## [TASK OBJECTIVE]
Every line from the first in the listing below to the line containing "A quadratic sumcheck" is to be repeated exactly, and no line past it.

## [SOURCE INFORMATION]
━━━━━━
PR #2055, opened 2026-09-07
perf(sumcheck)!: fuse bind and measure across single-round calls and under suffix order

tcoratger:
## Summary

A quadratic sumcheck round does two things to its tables: it *measures* them to produce the round polynomial `h_i`, and it *binds* one variable to the challenge `r_i` the verifier answers with. Both are full passes over the evaluation and weight tables, so a round that does them separately reads `2^n` entries twice.

Prefix-ordered rounds already fused the two, but only *inside* one `compute_sumcheck_polynomials` call: the challenge was kept in a driver-local `pending: Option<EF>`, so a caller that asked for one round at a time got a fresh `None` on every call and paid two passes per round. That single-round shape is exactly what `p3-binary-pcs` asks for: its inner loop requests one round at a time. Its outer loop is what makes the boundary unavoidable — one codeword fold and one Merkle commitment land per fold *batch*, so a batch boundary is a call boundary no batching can remove.

This PR does two things:

- Moves the held challenge out of the driver's local and into `SumcheckProver` as `outstanding: Option<EF>`, so the fusion survives across call boundaries.
- Adds a fused suffix kernel (`fold_and_round_coefficients_suffix`), so the suffix binding order gets the same one-pass round the prefix order already had.

Net effect: one pass per round instead of two, for both binding orders, and regardless of how many rounds a caller asks for at a time.

## Why the challenge is deferred rather than applied

The obvious alternative is to bind `r_i` the moment it is sampled and keep the tables always current. That cannot fuse, because the bind for `r_i` and the measure for `h_{i+1}` are then separated by the transcript work in between, and each has to find the tables in memory on its own.

Deferring inverts it. `hold(r_i)` records the challenge and touches nothing; the *next* round's measuring pass reads each block of the table once, binds it, and measures the result while it is still in cache. The prover state then has two components that can disagree by one round:

```text
    claim  : always current, because advancing it needs only h_i and r_i
    tables : lag by one binding while a challenge is outstanding
```

The whole design is one rule: **every reader of the tables settles first.** `settle()` applies an outstanding binding and is idempotent and free when there is none, and each of `evals`, `evals_view`, `eval`, `weights`, `scale_weights_and_claim`, `accumulate_claim` and the constraint-absorption path calls it on the way in. `num_variables()` is the single exception, and only because it is a length: subtracting the outstanding binding answers it exactly, with no pass over the data.

Keeping the slot in the prover rather than in a driver is what makes the single-round caller work. A driver-local slot is scoped to one call; prover state is scoped to the sumcheck.

## Ordering, and why the transcript stays sound

Deferring a challenge changes *when* the tables are bound, never *what* a round's message is a function of. Per round, `compute_sumcheck_polynomials` (`sumcheck/src/strategy.rs:1434-1452`) runs strictly:

```text
    measure_round()                 -> h_i, absorbing the binding for r_{i-1}
    observe_and_sample(...)         -> commits h_i to the transcript, then samples r_i
    reduce_claim (round identity)
    hold(r_i)                       -> records r_i, applies nothing
```

`hold` is the only writer of `outstanding`, and it runs after the transcript has already absorbed `h_i`. So:

- Round `i`'s message is a function of `r_0..r_{i-1}` only.
- The prover never sees `r_i` before it has committed to `h_i`.

That is the Fiat-Shamir property the protocol needs, and it is the same before and after this change. The ZK overlay has the identical ordering (`sumcheck/src/zk/prover/residual.rs:132/148/160/161`).

The fusion itself is exact rather than approximate: `bind_pairs` computes `out[g] = a[2g] + (a[2g+1] - a[2g]) * r`, which is what `Poly::fix_suffix_var_mut` computes, and the measuring half reuses the same `chunk_round_step` / `round_step` helpers as the unfused kernel, so the 0/infinity coefficient convention is untouched. `prop_fold_and_round_coefficients_suffix_matches_bind_then_measure` pins both the bound tables and the message against the two-pass reference.

## One seam per route choice

The reference route exists only so the fused one can be pinned against it, so there is exactly one place that chooses between them:

```text
    fold_rounds_with<BIND_EACH_ROUND>       the seam itself
      ^-- BinaryPcs::finish_open_with<BIND_EACH_ROUND>
            ^-- BinaryPcs::finish_open = finish_open_with::<false>
                  ^-- try_open, try_open_at
```

Carrying the parameter up to `finish_open_with` is what lets `fusing_the_binding_into_the_measuring_pass_leaves_the_proof_byte_identical` compare against the shipped opening path itself. A test-local copy of `finish_open` would drift against it silently — the two would still serialize identically while no longer sharing a step.

`fold_rounds` and `fold_rounds_binding_each_round` are gone; both were `fold_rounds_with` with the parameter fixed, and the `binary pcs fold rounds` tracing span now sits on the seam.

## Public API break

`SumcheckProver` is `pub`, and four of its accessors change receiver:

| method | before | after |
| --- | --- | --- |
| `evals` | `&self` | `&mut self` |
| `evals_view` | `&self` | `&mut self` |
| `eval` | `&self` | `&mut self` |
| `weights` | `&self` | `&mut self` |

Reading the prover is now a mutating operation, because the read has to settle an outstanding binding first. A downstream crate holding a `&SumcheckProver` and calling any of these will no longer compile. In-workspace every call site is already a `&mut` binding. The break rides the `perf(sumcheck)!:` squash subject, which is what `cliff.toml` turns into the changelog line at release time.

## Memory

The suffix fused pass cannot bind in place. Output index `g` reads inputs `2g` and `2g+1`, so a serial forward sweep would be safe, but blocked parallelism is not: cut the output at `0 < G_1 < ...` and block 1 writes from `G_1` while block 0 still reads up to `2 G_1`, and those ranges always overlap. The pass therefore writes a half-size destination.

That destination is allocated per round and handed straight back:

```rust
let (bound_evals, bound_weights, message) =
    bind_and_measure_pairs(evals.as_slice(), weights.as_slice(), r);

*evals = Poly::new(bound_evals);
*weights = Poly::new(bound_weights);
```

Installing the bound halves drops the sources there, so between rounds the pair holds one half-length table per side and nothing else.

An earlier revision of this PR carried the destination from round to round in a `FoldBuffers` pair, so the tables and the buffers traded places. That is gone, because the reuse never happened. `swap_storage` hands a round the table from the round *before* it, which is four times the length the next destination needs, while `resize_destination` kept a buffer only while its capacity was within twice that length — a test that is false by construction. Instrumenting a `2^15` suffix ladder:

```text
    round  0: live= 16384 buf.len= 32768 buf.cap= 32768 ptr_same_as_prev=false
    round  1: live=  8192 buf.len= 16384 buf.cap= 16384 ptr_same_as_prev=false
    ...
    round 13: live=     2 buf.len=     4 buf.cap=     4 ptr_same_as_prev=false
```

Every round reallocated, and `capacity == 2 * live` on every round (which also made the old test's `capacity <= 2 * live` assertion vacuous). So the mechanism was a plain out-of-place fold that additionally parked the old table in the buffer until the next round dropped it:

| | resident between rounds, per side |
| --- | --- |
| with the buffer exchange | `half` (table) + `2 * half` (old storage in the buffer) = `3 * half` |
| now | `half` |

Removed with it: the `pub struct FoldBuffers` and its `Default`/`new`, the `buffers` field on `ProductPolynomial`, and the `buffers` argument on `fold_and_round_coefficients_suffix`. Allocation count is unchanged, since the reuse branch never fired: one `zero_vec(half)` per table per round, before and after. `zero_vec` takes pages the allocator has already zeroed rather than filling them from userspace, and every entry is overwritten before anything reads it.

## Performance

`bench_single_round_drive` drives a whole ladder one round per call — the shape `binary-pcs` asks for today. Two arms over the identical ladder: `fused` (the challenge is held and the next round's pass absorbs it) and `bind_each_round` (`settle()` after each round, so the next round measures in a pass of its own).

`RUSTFLAGS="-C target-cpu=native" cargo bench -p p3-sumcheck --bench sumcheck -- babybear/single_round_drive`, Zen 5, BabyBear degree-4 extension, criterion mean:

| k | order | fused | bind_each_round | ratio |
| 8 | prefix | 5.26 us | 5.23 us | 1.00x |
| 8 | suffix | 6.85 us | 6.67 us | 0.97x |
| 12 | prefix | 18.89 us | 20.27 us | 1.07x |
| 12 | suffix | 49.90 us | 55.99 us | 1.12x |
| 16 | prefix | 206.72 us | 237.88 us | 1.15x |
| 16 | suffix | 757.52 us | 977.42 us | **1.29x** |
| 20 | prefix | 4.524 ms | 5.846 ms | **1.29x** |
| 20 | suffix | 16.770 ms | 20.065 ms | **1.20x** |

How many rounds this actually saves a pass on is a function of the fold schedule, not of the round count:

```text
    rounds fused across a call, if a batch were asked for in one go
        = num_fold_batches - 1
        = ceil(num_variables / log_folding_factor) - 1

    rounds fused across a call, as the inner loop asks today (arity 1)
        = num_variables - 1
```

`BinaryPcsConfig::try_new` sets `log_folding_factor = 1` (`params.rs:108-113`), so today every round crosses a call boundary and the grid above measures the shipped schedule exactly. Above an arity of 1 the grid is an upper bound: the rounds inside a batch could be asked for together, and only the batch boundaries would remain. The fusion is still required at those boundaries at any arity.

WHIR is a second beneficiary, at the end of a proof. Because the driver no longer binds after its loop, `final_round`'s trailing `compute_sumcheck_polynomials(final_sumcheck_rounds, ..)` leaves its last challenge outstanding, and nothing reads the tables afterwards — `round_state` is dropped at `whir/src/pcs/prover/mod.rs:194` untouched. That whole fold pass disappears whenever `final_sumcheck_rounds > 0`. Every other WHIR round settles at the next round's `evals_view()` (`:235`), so the pass count there is unchanged rather than worse.

At `k = 8` the suffix ladder is 3% *slower* fused. The whole ladder there runs below `PARALLEL_THRESHOLD`, where `fix_suffix_var_mut` folds fully in place and allocates nothing, so the fused route's per-round half-size destination is added cost with no read pass saved worth the trade. The crossover sits between `k = 8` and `k = 12`.

The `k = 20` rows fold all the way down to two entries, so they already contain that regime at their tail and are still 1.20x–1.29x: the cost is geometric in the large rounds, so the bottom of the ladder cannot undo the win. No size gate is added for the 3%.

This host was running other builds throughout. Both arms sit in the same criterion invocation back to back, so drift between them is small, but sub-5% rows should be read as noise.

The per-round claim check (`debug_assert_eq!(sum, dot_product())` in `measure_round`) was measured separately, as an interleaved A/B on `cargo nextest run -p p3-sumcheck -p p3-binary-pcs` in debug, with the build outside the timed region:

| iteration | with the check | without | delta |
| --- | --- | --- | --- |
| 1 | 65.66 s | 61.38 s | +4.28 s (+7.0%) |
| 2 | 53.91 s | 51.95 s | +1.96 s (+3.8%) |
| 3 | 95.15 s | 46.90 s | discarded, load spike |

4–7% on a ~55 s suite. Kept, because in the fused flow that assertion is the primary validation of the new binding path: round `i`'s `measure_round` is what applies `r_{i-1}`.

## Test plan

- [x] `cargo nextest run -p p3-sumcheck -p p3-binary-pcs` — 425 passed, 1 skipped
- [x] `cargo nextest run -p p3-sumcheck -p p3-binary-pcs --features parallel` — 425 passed, 1 skipped
- [x] `cargo clippy -p p3-sumcheck -p p3-binary-pcs --all-targets -- -D warnings` — clean
- [x] `cargo test --doc -p p3-sumcheck` — ok
- [x] `RUSTFLAGS="-C target-cpu=native" cargo bench -p p3-sumcheck --bench sumcheck -- babybear/single_round_drive` — table above

Coverage added by this PR:

- `prop_fold_and_round_coefficients_suffix_matches_bind_then_measure` — the fused suffix pass equals bind-then-measure, on both the bound tables and the message, over `2^2..2^16` entries straddling the tiled body and the par/serial split.
- `every_suffix_round_binds_correctly_and_keeps_only_the_live_table` — a whole `2^15` sumcheck folded down to four entries, matching the two-pass reference every round, with each round's live length pinned to `2^{n-1-i}` per side.
- `the_fused_suffix_pass_allocates_exactly_the_bound_half` — the destinations the pass returns satisfy `len == capacity == half`, so no round over-allocates.
- `every_table_accessor_settles_an_outstanding_binding` — a batch is run so a challenge is left outstanding, then every accessor is read on a fresh copy and compared against the explicitly settled state, for three arities and both binding orders.
- `holding_a_second_challenge_without_settling_is_rejected` — the second `hold` panics, and the unwind is caught so the test can assert the *first* challenge is still the one held. Mutation-checked: with `Option::replace` the prover ends up holding the second and the assertion fails.
- `a_panicking_fused_pass_leaves_the_challenge_held` — `measure_round` panics on a pair with no variable left to bind, the unwind is caught, and the challenge is asserted still held. `measure_round` reads `outstanding` and clears it only once the pass has returned, the same standard `hold` holds itself. Mutation-checked: with `Option::take` the prover is left `None` and the assertion fails.
- `absorbing_a_constraint_settles_an_outstanding_binding` — a batch is run so a challenge is left held, then `compute_sumcheck_polynomials(.., Some(constraint))` is called with nothing read in between, and compared against a copy settled explicitly first, for both binding orders. This is the one `settle()` whose ordering is load-bearing: settling after `combine` would add a weight delta of the bound length to a table still a round long. Mutation-checked: swapping the two lines panics on the length.
- `fold_rounds_agree_with_binding_each_round` (binary-pcs) — the fused fold loop and a reference loop that settles every round agree on round messages, commitments, folding randomness, final codeword and the transcript state left behind, at 8 and 15 variables and at `log_folding_factor` 1 and 3. Arity 3 is what reaches the reference route's per-round `settle()` inside a batch; arity 1 only ever crosses batch boundaries.
- `fusing_the_binding_into_the_measuring_pass_leaves_the_proof_byte_identical` (binary-pcs) — the shipped `open` and `finish_open_with::<true>` serialize to identical proof bytes and leave identically seeded challengers in the same state, at `log_folding_factor` 1 and 3.

Not run in this pass: non-default `target-feature` legs, and a peak-RSS measurement of the memory change. The memory numbers above are arithmetic on the lengths plus the instrumented ladder, not a measured RSS figure.


sumcheck/src/strategy.rs
```diff
@@ -859,22 +1190,54 @@ impl VariableOrder {
...
 #[derive(Debug, Clone)]
 pub struct SumcheckProver<F: Field, EF: ExtensionField<F>> {
     /// Paired evaluation and weight polynomials for the quadratic sumcheck.
     poly: ProductPolynomial<F, EF>,
     /// Current claimed sum over the remaining unbound variables.
     sum: EF,
+    /// Challenge sampled by the last round and not yet applied to the tables.
+    ///
+    /// Empty means the tables are current with the claim.
+    outstanding: Option<EF>,
```
Nashtare, line 1178: **The PR description on this PR belongs to a different change.**

The title and the diff are sumcheck + binary-pcs, but the body describes a bit-reversal fusion in `p3-util`: "Bit reversal factors into two commuting permutations… transpose each square of tiles…", the tile-side/`log_mid` discussion, and a test plan whose every checkbox is `cargo test -p p3-util` / `cargo bench -p p3-util --bench bit_reverse`. The word "sumcheck" does not appear in the body once, and no crate this PR touches appears in the test plan.

Consequences for review: there is no stated rationale for the deferred-challenge design, and no stated test evidence for the actual change. Please swap in the right description before this lands.

---

On the change itself: I traced the transcript ordering and **found no soundness issue**. Per round the order is strictly `measure_round()` (`:1425`) → `observe_and_sample` (`:1427`) → `reduce_claim_with_coefficients` → `hold(r)` (`:1440`), and `hold` is the only writer of `outstanding`, so round *i*'s message is a function of `r_0..r_{i-1}` only and the prover cannot see `r_i` before committing to `h_i`. The ZK path has the same ordering (`zk/prover/residual.rs:132/149/155/158/161`), and `residual.rs` did not lose a bind — the removed `bind_pending` is covered by `debug_assert_claim()` → `settle()` at `:170` and again by `scale_weights_and_claim` at `:172`. The suffix fusion is exact: `bind_pairs` computes `out[g] = a[2g] + (a[2g+1] - a[2g])·r`, matching `Poly::fix_suffix_var_mut`, `block_len` is always a multiple of `2K` so no pair straddles a block, and the 0/∞ convention is preserved by reusing the same `chunk_round_step`/`round_step` helpers.

sumcheck/src/strategy.rs
```diff
@@ -548,6 +565,328 @@ where
...
+///
+/// The fill is spread across threads exactly when the round that follows is.
+/// One decision covers both, so there is no second threshold to keep in step.
+#[inline]
+fn resize_destination<A>(buffer: &mut Vec<A>, len: usize, threaded: bool)
+where
+    A: PrimeCharacteristicRing + Copy + Send + Sync,
+{
+    if buffer.len() >= len {
+        buffer.truncate(len);
```
Nashtare: This doc says "a length update and no allocation at all", but it should also say that the **capacity is never released** — the suffix path now retains ~3x the steady-state table memory for the life of the `ProductPolynomial`.

Round 1 allocates an `N/2` destination; `swap_storage` (`:777`) then hands the *old N-entry `Vec`* back as the buffer. From then on this function only ever takes the `buffer.len() >= len` branch and calls `truncate` — never `shrink_to_fit` — so the `N`-capacity allocation is held until drop. Steady state per side is `N/2` (live table) + `N` (buffer capacity) = `1.5N`, against `0.5N` on the old path, where `fix_suffix_var_mut` (`multilinear-util/src/poly/mod.rs:592-596`) allocates a half-size `Vec` and drops the full-size one. Across evals + weights that is `3N` retained versus `N`.

Why it bites in practice: in `binary-pcs/src/prover.rs:225-232` the prover is holding this `3N` while `fold_codeword` allocates a fresh codeword and `mmcs.commit_matrix` builds a Merkle tree, so process peak RSS rises by up to `2N` across the whole fold phase — at 2^28 `BinaryField128` entries, several GiB that the pre-PR code would have freed.

Reusing the buffer instead of reallocating each round is a reasonable trade; it just needs to be a stated one. Either document it here, or reclaim when the buffer overshoots the next round's need by more than a factor.

sumcheck/src/strategy.rs
```diff
@@ -883,54 +1246,89 @@ impl<F: Field, EF: ExtensionField<F>> SumcheckProver<F, EF> {
...
+            // Invariant: the claim is the inner product of the now-current pair.
+            debug_assert_eq!(self.sum, self.poly.dot_product());
+        }
     }
 
     /// Extracts the current evaluation polynomial as scalar extension-field elements.
     #[tracing::instrument(skip_all)]
-    pub fn evals(&self) -> Poly<EF> {
+    pub fn evals(&mut self) -> Poly<EF> {
+        self.settle();
```
Nashtare, line 1235: Unannounced public API break: `evals`, `evals_view` (`:1283`), `eval` (`:1289`) and `weights` (`:1364`) all move from `&self` to `&mut self`, so reading the prover is now a mutating operation.

`SumcheckProver` is `pub` (`:1220`), so any downstream crate holding a `&SumcheckProver` fails to compile. In-workspace it is clean, and the change is the right call given `settle()` has to run — but it deserves a line in the PR description and a changelog entry rather than arriving silently.

sumcheck/src/strategy.rs
```diff
@@ -941,11 +1339,12 @@ impl<F: Field, EF: ExtensionField<F>> SumcheckProver<F, EF> {
...
-    /// Asserts that the claim is the inner product of the bound pair.
+    /// Asserts that the claim is the inner product of the current pair.
     ///
-    /// Only meaningful once every binding has been applied.
-    /// A driver that holds bindings back therefore calls this at the end, not per round.
-    pub(crate) fn debug_assert_claim(&self) {
+    /// Applies an outstanding binding first, so the assertion is against the pair
+    /// the claim describes rather than the pair one round behind it.
+    pub(crate) fn debug_assert_claim(&mut self) {
+        self.settle();
```
Nashtare: `debug_assert_claim` now does load-bearing work in **release** builds: `settle()` is a full fold pass over both tables, and only the `debug_assert_eq!` after it is compiled out. The name promises debug-only, which invites someone to `#[cfg(debug_assertions)]` the call or delete it.

Today it survives that, because the sole caller (`zk/prover/residual.rs:170`) is followed by `scale_weights_and_claim` (`:1355`), which settles independently — which means the `settle()` here is in fact **redundant work in release**, not just misnamed. Either drop the call at `residual.rs:170` and adjust the comment there ("the weight scaling below reads the tables, so this settles it"), or rename to something like `settle_and_assert_claim` so the release-mode cost is visible at the call site.

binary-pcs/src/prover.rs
━━━━━━
## [REPLY TO THE EXERCISE]
PR #2055, opened 2026-09-07
perf(sumcheck)!: fuse bind and measure across single-round calls and under suffix order

tcoratger:
## Summary

A quadratic sumcheck round does two things to its tables: it *measures* them to produce the round polynomial `h_i`, and it *binds* one variable to the challenge `r_i` the verifier answers with. Both are full passes over the evaluation and weight tables, so a round that does them separately reads `2^n` entries twice.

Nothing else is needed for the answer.